In a recent development, South African Health Minister Dr Aaron Motsoaledi suggested using PIC funds to finance the construction of public hospitals and support the NHI initiative. However, financial experts argue that the PIC, which manages over R2.7 trillion in assets for the Government Employees Pension Fund (GEPF), should only fund revenue-generating government health projects that align with its mandate.

DA MP Michéle Clarke raised this issue in parliament, questioning Motsoaledi on whether he had reached an agreement with the PIC or discussed this funding approach with the Cabinet. Motsoaledi described past and ongoing discussions with the National Treasury and the PIC.

He emphasised that the idea originated over a decade ago from a desire to provide the public sector with infrastructure quality similar to PIC-funded private hospitals.

PIC investments must yield returns

Motsoaledi revealed that the National Treasury had suggested the PIC as a potential funding source for public sector infrastructure. However, experts like Professor Alex van den Heever, chair of Social Security Systems Administration at Wits University, and Jannie Rossouw, a visiting professor at Wits Business School, strongly oppose this move.

They contend that PIC investments are intended to yield financial returns for pensioners and should only be redirected to government projects with a clear revenue strategy.

Van den Heever pointed out that the PIC is structured to generate returns for GEPF beneficiaries and cautioned that using PIC funds in this manner would violate its mandate. He likened the PIC’s role to that of an investment, not a development agency. He remarked that the PIC does not “own these funds” but is a custodian acting on behalf of government employees and pensioners.

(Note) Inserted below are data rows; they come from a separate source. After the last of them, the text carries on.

PR #1315, opened 2023-02-23
GitHub action workflow scripts: bump actions to their latest versions

deining:
This PR bumps actions used inside GitHub action workflow scripts to their latest versions, thus avoiding deprecation warnings when running the scripts.


diemol (approved):
Thank you, @deining!

PR #1317, opened 2023-02-25
Add missing link text: Chat Room

peterhauke:
Add missing link text "Chat Room" which is the same as the link text at the end of the next section.


harsha509 (approved):
Thank you @peterhauke !

PR #1320, opened 2023-02-28
Adding github action for link checking

deining:
This PR adds a html lint action to the GitHub workflow.
I leave fixing of reported errors as an exercise to you 😁.

### DIFF
--- a/.github/workflows/link-check.yml
+++ b/.github/workflows/link-check.yml
@@ -1,0 +1,54 @@
+# .github/workflows/link-check.yml
+# Run hyperlink link checker on generated HTML output
+name: Link check with hyperlink
+
+on:
+  workflow_dispatch:
+  push:
+    branches:
+    - trunk
+  pull_request:
+
+jobs:
+  htmltest:
+    runs-on: ubuntu-latest
+    concurrency:
+      group: ${{ github.workflow }}-${{ github.ref }}
+    steps:
+      - name: Check out repository
+        uses: actions/checkout@v3
+
+      - name: Set up Hugo
+        uses: peaceiris/actions-hugo@v2
+        with:
+          hugo-version: "0.110.0"
+          extended: true
+
+      - name: Setup Node
+        uses: actions/setup-node@v3
+        with:
+          node-version: '18.14.2'
+          cache: 'npm'
+          # The action defaults to search for the dependency file (package-lock.json,
+          # npm-shrinkwrap.json or yarn.lock) in the repository root, and uses its
+          # hash as a part of the cache key.
+          # https://github.com/actions/setup-node/blob/main/docs/advanced-usage.md#caching-packages-data
+          cache-dependency-path: '**/package-lock.json'
+
+      - run: npm ci
+        working-directory: website_and_docs
+      - run: hugo --destination $GITHUB_WORKSPACE/website_and_docs/public
+        working-directory: website_and_docs
+
+      - name: Link check
+        continue-on-error: true # <- If set to false, run fails with broken links
+        uses: untitaker/hyperlink@0.1.27
+        with:
+          args: website_and_docs/public/ --check-anchors
+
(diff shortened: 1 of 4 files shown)


.github/workflows/htmltest.yml
```diff
@@ -0,0 +1,59 @@
...
+jobs:
+  htmltest:
+    runs-on: ubuntu-latest
+    concurrency:
+      group: ${{ github.workflow }}-${{ github.ref }}
+    steps:
+      - name: Check out repository
+        uses: actions/checkout@v3
+        with:
+          fetch-depth: 0 # Fetch all history for .GitInfo and .Lastmod
```
diemol: I don't think we need to check the whole history to check links.

diemol (changes requested):
Thank you, @deining! Left a minor comment.

.github/workflows/htmltest.yml
deining: > I don't think we need to check the whole history to check links.

That's very true. I removed the with clause, this certainly will make checkout faster.
You may have to adapt the link checker's configuration file according to your needs, too.

.github/workflows/htmltest.yml
```diff
@@ -0,0 +1,57 @@
...
+    concurrency:
+      group: ${{ github.workflow }}-${{ github.ref }}
+    steps:
+      - name: Check out repository
+        uses: actions/checkout@v3
+
+      - name: Set up Hugo
+        uses: peaceiris/actions-hugo@v2
+        with:
+          hugo-version: "latest"
```
diemol: I missed this. I prefer to pin the Hugo version and upgrade when we have time to check on things. What is your experience with this?

deining: > I missed this. I prefer to pin the Hugo version and upgrade when we have time to check on things. What is your experience with this?

Yes, that is of course the better setting in your scenario. Changed now.

diemol (approved):
Thank you, @deining!

diemol:
It does seem the job is failing and I cannot see why. Do you have any successful execution to see how the results look like? @deining

diemol:
It also seems to take 1.5 hours to run? That is a bit too much when pushing commits and opening PRs

deining:
> It does seem the job is failing and I cannot see why. Do you have any successful execution to see how the results look like? @deining

Have a look here:

https://github.com/deining/docsy/actions/runs/4281770427

deining:
> It also seems to take 1.5 hours to run? That is a bit too much when pushing commits and opening PRs

Definitely!

I see several possibilities to bring run time down:

```
We store temporary files in tmp/.htmltest by default.
This contains a log of output and a cache of external links,
speeding up subsequent runs.
```

There is also a `-s` switch:

```
  -s, --skip-external          Skip external link checks, may shorten execution
                               time considerably.
```

I would start by running [`htmltest`](https://github.com/wjdp/htmltest/releases) locally and fix the reported issues. Once alle issues ae fixed, I would run the `htmltest` workflow again and is run time is acceptable for you.

I also experimented with [hyperlink](https://github.com/untitaker/hyperlink) which is blazingly fast, but perform internal link checks only. If you want to give it a try, have a look at this [wokflow file](https://github.com/deining/docsy-example/blob/deploy-to-github-pages/.github/workflows/link-check.yml) I authored.

diemol:
The thing is that I am really short of time, we are only a few working on this project and adding this would increase the workload because we need to have this working well so it does not block PRs. Seems I need to leave this open and revisit whenever we have time. Sorry. 🥲

deining:
I switched the engine, the workflow now uses [hyperlink](https://github.com/untitaker/hyperlink) as link checker. Link check lasts 5 sec only, only internal links are checked.

diemol (approved):
Thank you, @deining!

I think, at least for now, we care more about our internal links since we do not use extensively external links.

Critics argue that Motsoaledi’s approach, lacking a concrete budget for NHI, could strain the PIC and negatively affect pension fund growth. Moreover, Van den Heever suggests exploring alternative funding sources, such as the Industrial Development Corporation or the Development Bank, as more appropriate options than relying on PIC assets.

While discussions with the National Treasury are reportedly ongoing, the debate raises fundamental questions about protecting the PIC’s mandate and ensuring fiscal responsibility in implementing South Africa’s ambitious healthcare reforms.